<<<<
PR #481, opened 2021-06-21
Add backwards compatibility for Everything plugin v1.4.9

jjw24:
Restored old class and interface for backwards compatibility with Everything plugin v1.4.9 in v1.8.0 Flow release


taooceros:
>>>>
<<<<
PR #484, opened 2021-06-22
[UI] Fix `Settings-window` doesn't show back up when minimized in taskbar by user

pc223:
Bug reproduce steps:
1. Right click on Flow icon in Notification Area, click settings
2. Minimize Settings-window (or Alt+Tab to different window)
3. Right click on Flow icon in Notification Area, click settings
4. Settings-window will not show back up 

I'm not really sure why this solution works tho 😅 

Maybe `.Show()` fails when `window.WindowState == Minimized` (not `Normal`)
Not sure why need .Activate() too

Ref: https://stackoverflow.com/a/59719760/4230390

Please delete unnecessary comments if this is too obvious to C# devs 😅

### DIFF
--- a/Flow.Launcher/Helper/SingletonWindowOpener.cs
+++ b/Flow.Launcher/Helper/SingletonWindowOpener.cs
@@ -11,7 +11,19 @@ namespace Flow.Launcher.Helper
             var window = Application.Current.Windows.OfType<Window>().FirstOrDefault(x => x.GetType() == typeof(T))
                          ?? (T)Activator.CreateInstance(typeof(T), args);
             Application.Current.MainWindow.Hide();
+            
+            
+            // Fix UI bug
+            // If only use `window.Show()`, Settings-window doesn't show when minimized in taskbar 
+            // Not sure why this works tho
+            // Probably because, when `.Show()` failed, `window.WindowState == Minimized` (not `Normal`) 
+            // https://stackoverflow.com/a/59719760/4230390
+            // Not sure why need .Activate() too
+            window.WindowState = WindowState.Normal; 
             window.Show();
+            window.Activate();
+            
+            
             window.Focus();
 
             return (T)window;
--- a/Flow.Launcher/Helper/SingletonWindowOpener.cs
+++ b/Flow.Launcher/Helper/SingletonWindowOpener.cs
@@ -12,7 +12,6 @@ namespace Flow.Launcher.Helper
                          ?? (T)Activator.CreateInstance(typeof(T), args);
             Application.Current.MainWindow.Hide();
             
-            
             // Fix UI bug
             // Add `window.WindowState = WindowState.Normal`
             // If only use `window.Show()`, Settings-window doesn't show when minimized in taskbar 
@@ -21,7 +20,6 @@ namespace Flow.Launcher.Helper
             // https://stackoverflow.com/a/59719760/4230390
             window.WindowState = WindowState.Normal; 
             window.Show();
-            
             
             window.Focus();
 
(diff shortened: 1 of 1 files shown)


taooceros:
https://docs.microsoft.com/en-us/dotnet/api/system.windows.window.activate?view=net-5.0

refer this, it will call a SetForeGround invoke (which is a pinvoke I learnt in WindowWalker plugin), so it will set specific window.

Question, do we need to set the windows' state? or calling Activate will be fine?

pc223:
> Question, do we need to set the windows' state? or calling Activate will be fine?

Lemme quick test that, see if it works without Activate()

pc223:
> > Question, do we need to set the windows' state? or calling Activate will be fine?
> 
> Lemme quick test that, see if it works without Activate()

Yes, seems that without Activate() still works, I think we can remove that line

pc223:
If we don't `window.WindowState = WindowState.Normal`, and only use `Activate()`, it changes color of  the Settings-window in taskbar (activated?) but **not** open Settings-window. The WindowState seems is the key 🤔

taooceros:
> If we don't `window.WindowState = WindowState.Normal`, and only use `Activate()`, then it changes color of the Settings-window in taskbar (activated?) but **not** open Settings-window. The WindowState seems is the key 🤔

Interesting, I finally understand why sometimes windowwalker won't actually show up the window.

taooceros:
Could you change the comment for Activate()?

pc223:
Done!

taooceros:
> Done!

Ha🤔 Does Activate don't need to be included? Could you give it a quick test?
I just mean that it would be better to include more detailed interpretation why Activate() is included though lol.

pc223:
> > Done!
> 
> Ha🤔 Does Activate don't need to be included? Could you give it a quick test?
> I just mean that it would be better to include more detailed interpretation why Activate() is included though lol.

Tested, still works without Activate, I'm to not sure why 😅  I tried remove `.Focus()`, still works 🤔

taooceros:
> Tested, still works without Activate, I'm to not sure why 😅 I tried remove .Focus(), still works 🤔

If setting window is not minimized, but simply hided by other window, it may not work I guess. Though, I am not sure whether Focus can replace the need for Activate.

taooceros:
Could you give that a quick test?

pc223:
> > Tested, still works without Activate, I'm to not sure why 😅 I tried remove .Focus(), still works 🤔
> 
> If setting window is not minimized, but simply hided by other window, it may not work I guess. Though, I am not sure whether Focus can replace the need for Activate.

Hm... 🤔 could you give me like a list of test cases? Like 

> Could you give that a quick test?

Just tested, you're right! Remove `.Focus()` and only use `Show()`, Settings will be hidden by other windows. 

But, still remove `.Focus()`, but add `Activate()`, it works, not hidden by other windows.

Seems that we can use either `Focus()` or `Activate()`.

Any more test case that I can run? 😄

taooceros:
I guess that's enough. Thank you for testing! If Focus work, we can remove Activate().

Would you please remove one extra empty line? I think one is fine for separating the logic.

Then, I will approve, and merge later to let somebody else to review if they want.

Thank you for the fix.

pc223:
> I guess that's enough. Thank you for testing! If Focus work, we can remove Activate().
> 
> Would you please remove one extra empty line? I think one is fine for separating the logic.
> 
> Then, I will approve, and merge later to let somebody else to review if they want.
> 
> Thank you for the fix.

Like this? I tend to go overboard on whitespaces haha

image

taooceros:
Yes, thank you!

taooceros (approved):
>>>>
<<<<
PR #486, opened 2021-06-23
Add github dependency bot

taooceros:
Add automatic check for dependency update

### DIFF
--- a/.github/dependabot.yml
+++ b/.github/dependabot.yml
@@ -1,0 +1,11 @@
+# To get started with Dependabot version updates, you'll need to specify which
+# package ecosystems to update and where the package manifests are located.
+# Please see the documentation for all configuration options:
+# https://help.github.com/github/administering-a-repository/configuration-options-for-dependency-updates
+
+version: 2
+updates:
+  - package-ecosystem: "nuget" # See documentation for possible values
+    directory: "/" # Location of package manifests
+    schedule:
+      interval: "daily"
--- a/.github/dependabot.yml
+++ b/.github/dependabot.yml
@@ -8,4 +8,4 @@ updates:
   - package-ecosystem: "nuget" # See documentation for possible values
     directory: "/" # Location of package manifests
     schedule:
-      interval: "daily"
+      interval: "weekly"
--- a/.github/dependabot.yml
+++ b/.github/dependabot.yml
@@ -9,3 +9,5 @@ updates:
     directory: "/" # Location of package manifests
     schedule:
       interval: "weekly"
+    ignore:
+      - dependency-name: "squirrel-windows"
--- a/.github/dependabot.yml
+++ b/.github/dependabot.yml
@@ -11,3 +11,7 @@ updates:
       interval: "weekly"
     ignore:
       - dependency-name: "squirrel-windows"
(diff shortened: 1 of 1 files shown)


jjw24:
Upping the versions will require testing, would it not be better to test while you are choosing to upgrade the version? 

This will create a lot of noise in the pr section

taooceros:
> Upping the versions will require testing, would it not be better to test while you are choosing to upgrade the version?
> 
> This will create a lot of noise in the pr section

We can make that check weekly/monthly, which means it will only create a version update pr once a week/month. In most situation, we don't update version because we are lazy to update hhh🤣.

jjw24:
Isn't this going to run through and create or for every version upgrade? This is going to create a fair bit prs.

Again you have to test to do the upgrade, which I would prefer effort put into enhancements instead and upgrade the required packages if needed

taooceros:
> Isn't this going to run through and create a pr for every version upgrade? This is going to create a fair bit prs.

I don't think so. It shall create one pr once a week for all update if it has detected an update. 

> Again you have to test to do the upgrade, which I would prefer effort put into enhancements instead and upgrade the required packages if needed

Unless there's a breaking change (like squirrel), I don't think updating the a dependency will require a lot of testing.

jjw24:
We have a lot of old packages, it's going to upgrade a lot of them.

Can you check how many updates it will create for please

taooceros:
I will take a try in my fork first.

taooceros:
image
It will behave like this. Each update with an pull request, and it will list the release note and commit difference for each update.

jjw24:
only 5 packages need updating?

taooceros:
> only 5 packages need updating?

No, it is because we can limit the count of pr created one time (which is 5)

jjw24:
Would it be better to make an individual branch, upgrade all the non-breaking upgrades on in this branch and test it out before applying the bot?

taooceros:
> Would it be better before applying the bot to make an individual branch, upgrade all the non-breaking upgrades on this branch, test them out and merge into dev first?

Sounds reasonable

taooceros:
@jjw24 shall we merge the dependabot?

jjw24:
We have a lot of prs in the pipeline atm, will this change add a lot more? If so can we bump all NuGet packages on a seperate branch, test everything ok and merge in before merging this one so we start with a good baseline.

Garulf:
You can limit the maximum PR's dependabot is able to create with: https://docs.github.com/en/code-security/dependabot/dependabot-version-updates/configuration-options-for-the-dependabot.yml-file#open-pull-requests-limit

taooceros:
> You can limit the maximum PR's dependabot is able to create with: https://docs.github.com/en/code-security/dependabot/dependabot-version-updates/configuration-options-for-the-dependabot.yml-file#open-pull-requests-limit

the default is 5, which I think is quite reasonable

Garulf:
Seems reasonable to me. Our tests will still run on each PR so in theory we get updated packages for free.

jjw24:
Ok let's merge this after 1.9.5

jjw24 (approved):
>>>>
» **TASK BRIEF**: Using the records above, count every line that includes the word "Upping", and state the number only.

» **ANSWER BELOW**: 2